Issue #462, opened 2025-02-19
Misunderstanding of what AuthorizedNamespaces is


davidz25:
Section _A.2.4. Credential Response_ says the following

```
The value of the credential claim in the Credential Response MUST be a string
that is the base64url-encoded representation of the CBOR-encoded IssuerSigned
structure, as defined in [ISO.18013-5]. This structure SHOULD contain all
Namespaces and IssuerSignedItems that are included in the AuthorizedNamespaces
of the MobileSecurityObject.
```

According to 18013-5 `AuthorizedNamespaces` is a mechanism for the issuer to convey that `DeviceKey` is authorized to sign data elements in that name space and to be returned in DeviceSigned. So it doesn't make any sense to say "This structure SHOULD contain all Namespaces and IssuerSignedItems that are included in the AuthorizedNamespaces of the MobileSecurityObject.". (Also, if you look at MSOs being minted today across e.g. US mDL issuers, no-one is actually using DeviceSigned at all to return data elements, as far as I know.)

I also don't think it make sense to specify what the structure SHOULD contain, I mean, it's already completely specified by 18013-5 what it contains. I would just strike the entire last sentence in the quoted paragraph.

davidz25:
> DeviceSigned should be allowed as well.

So, yeah, I mean, I don't disagree. But I don't think we can say anything about the encoding of the data... because the whole point of `DeviceSigned` data elements is that the device comes up with them using multiple signals, not just what the issuer tells them, if anything.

┄┄┄┄┄┄┄┄┄┄

**The problem**
Spot every line in the entries that includes the word "MobileSecurityObject", and copy each one out.

**Output for this task**
of the MobileSecurityObject.
According to 18013-5 `AuthorizedNamespaces` is a mechanism for the issuer to convey that `DeviceKey` is authorized to sign data elements in that name space and to be returned in DeviceSigned. So it doesn't make any sense to say "This structure SHOULD contain all Namespaces and IssuerSignedItems that are included in the AuthorizedNamespaces of the MobileSecurityObject.". (Also, if you look at MSOs being minted today across e.g. US mDL issuers, no-one is actually using DeviceSigned at all to return data elements, as far as I know.)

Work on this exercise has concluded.